Persetujuan Linggarjati tanggal 19 Maret 1947 yang antara lain menceritakan bahwa Belanda mengakui kekuasaan de fakto dari Republik Indonesia di Pulau Jawa, Madura dan Sumatra. Tapi oleh Belanda bahwa sebelum Negara Indonesia Serikat terwujud, Belanda yang berdaulat di Indonesia. Persetujuan Linggarjati dilanggar dengan jelas-terangan oleh Belanda, dengan jalan mengadakan serangan sporadis disana-sini yang mengakibatkan melemahnya Republik Indonesia dan mulai membentuk negara boneka dimana-mana serta melakukan politik devide et impera. Pada tanggal 19 Desember 1948 ibukota Republik Indonesia yang berkedudukan di Yogyakarta diduduki oleh Belanda. Presiden, Wakil Presiden dan beberapa mentri dan pejabat negara ditawan dan diasingkan. Belanda menyangka dengan metode ini Republik Indonesia akan usai. Sesudah perlawanan terhadap Belanda tidak usai, perang gerilya yang dipimpin panglima besar Sudirman terus dilaksanakan. Hingga pula di Magetan, TNI dan Tentara Republik Indonesia Pelajar (TRIP) bersama-sama rakyat membuat rintangan jalan dengan metode menebang pohon untuk dirintangkan ditengah jalan, membuat lubang-lubang di jalan penting dan menghancurkan jembatan-jembatan. Gedung-gedung yang diperkirakan akan bisa diterapkan sebagai markas Belanda dibumi hanguskan.

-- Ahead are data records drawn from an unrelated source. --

PR #2806, opened 2024-08-25
Remove dependency on virtual-merge, only required by fakeProfileThemes plugin

wearrrrr:
Removes dependency on [virtual-merge](https://www.npmjs.com/package/virtual-merge), this was only "required" by fakeProfileThemes, however you can just merge objects normally in this case, without worrying about reflecting the merge back onto the passed in `user` parameter. Will add myself as a plugin author if needed/wanted, but this feels like a simple enough change to not need it :3

### DIFF
--- a/src/plugins/fakeProfileThemes/index.tsx
+++ b/src/plugins/fakeProfileThemes/index.tsx
@@ -29,7 +29,6 @@ import definePlugin, { OptionType } from "@utils/types";
 import { extractAndLoadChunksLazy, findComponentByCodeLazy } from "@webpack";
 import { Button, Flex, Forms, React, Text, UserProfileStore, UserStore, useState } from "@webpack/common";
 import { User } from "discord-types/general";
-import virtualMerge from "virtual-merge";
 
 interface UserProfile extends User {
     themeColors?: Array<number>;
@@ -232,10 +231,7 @@ export default definePlugin({
             if (settings.store.nitroFirst && user.themeColors) return user;
             const colors = decode(user.bio);
             if (colors) {
-                return virtualMerge(user, {
-                    premiumType: 2,
-                    themeColors: colors
-                });
+                return { ...user, premiumType: 2, themeColors: colors };
             }
         }
         return user;
--- a/package.json
+++ b/package.json
@@ -41,8 +41,7 @@
         "fflate": "^0.8.2",
         "gifenc": "github:mattdesl/gifenc#64842fca317b112a8590f8fef2bf3825da8f6fe3",
         "monaco-editor": "^0.50.0",
-        "nanoid": "^5.0.7",
-        "virtual-merge": "^1.0.1"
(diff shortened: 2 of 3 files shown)


wearrrrr:
I also feel like nanoid is a pretty somewhat dependency here, unless it's planned to be used in more places than just the notificationLog (maybe a vencord api to generate a random ID?)

src/plugins/fakeProfileThemes/index.tsx
```diff
@@ -232,10 +231,7 @@ export default definePlugin({
             if (settings.store.nitroFirst && user.themeColors) return user;
             const colors = decode(user.bio);
             if (colors) {
-                return virtualMerge(user, {
-                    premiumType: 2,
-                    themeColors: colors
-                });
+                return { ...user, premiumType: 2, themeColors: colors };
```
Vap0r1ze, line 234:
```suggestion
                return Object.assign(user, { premiumType: 2, themeColors: colors });
```
you'd wanna return the same user object still, this is being passed to discord code so not many assumptions can be made

Vap0r1ze: this even still is probably not a great idea, i think `virtual-merge` is a fine solution

Vendicated:
this was deliberately done to keep proper expected behaviour. namely, spreading turns the object "read-only" (since it's now a copy) and breaks class instance fields / methods entirely. but we also don't want to pollute Discord's objects with fake properties because it might break things

it's also such a thin dependency that it has very little impact

ryan-0324:
> this was deliberately done to keep proper expected behaviour. namely, spreading turns the object "read-only" (since it's now a copy) and breaks class instance fields / methods entirely. but we also don't want to pollute Discord's objects with fake properties because it might break things, so we can't just write these properties on the original object
> 
> it's also such a thin dependency that it has very little impact

I don't see why the properties can't be set on the [UserProfile](https://github.com/ryan-0324/Vencord/blob/398cba4a6f4e3eb5871fb7e4eaca525140ab8753/packages/discord-types/src/general/UserProfile.ts#L11) object normally, since doing so is [type-safe](https://github.com/ryan-0324/Vencord/blob/398cba4a6f4e3eb5871fb7e4eaca525140ab8753/packages/discord-types/src/general/UserProfile.ts#L29-L34), even when considering TypeScript's soundness holes. I've been doing so in [FakeProfileThemes](https://github.com/ryan-0324/Vencord/blob/398cba4a6f4e3eb5871fb7e4eaca525140ab8753/src/plugins/fakeProfileThemes/index.tsx#L232-L233) for a while and in [my own plugin](https://github.com/ryan-0324/Vencord/blob/64707ed2d7d2825d9acf1e4182f55c503b1086c2/src/plugins/fakeProfileThemesAndEffects/lib/userProfile.ts#L17-L32) for almost a year without any issues.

Pada tanggal 19 Desember 1948 Belanda menyerbu Magetan. Belanda masuk Magetan dari arah barat melalui Tawangmangu Jawa Tengah. Sekalipun jembatan besar di Cemorosewu telah dihancurkan oleh TRIP, tapi bisa dibenarkan kembali oleh Belanda. Sesudah 7 hari berada di Sarangan dan bermarkas di hotel Bergzinct, kemudian menuju ke Magetan. Di Plaosan pasukan Belanda dipecah manjadi dua jurusan ialah melalui Pacalan dan nDele terus Nitikan. Pasukan kompeni yang melalui Pacalan menjumpai kesusahan, sebab jembatan Gemah yang telah dihancurkan dan mendapatkan perlawanan sengit dari TNI dan TRIP. Terjalin kerjasama yang kuat antara TNI dan rakyat, ternyata dengan dibuatnya dapur lazim yang bertempat dirumah Kepala Desa Slagreng. Dari arah timur, Belanda datang melalui Madiun – Goranggareng – Sundul – Krajan – Ngariboyo. Meskipun di Ngariboyo mendapatkan perlawanan dari TNI dibawah pimpinan Lettu Tatang Soetrisno. Dari arah sebelah utara Belanda datang dari jurusan Simo – Kendal – Panekan – Magetan. Samapi di kota, Belanda tidak mengamati adanya kantor Kabupaten sebab sebelumnya telah dihancurkan oleh gerilyawan, dan Pemerintahan Magetan pindah ke luar kota Magetan. Bupati beserta staf hijrah ke dukuh Ngelang Baleasri kemudian ke dukuh Geger Sambirobyong. Disini Bupati Magetan Kodrat Samadikoen dengan staf termasuk Patih Soehardjo ditangkap Belanda waktu tengah malam.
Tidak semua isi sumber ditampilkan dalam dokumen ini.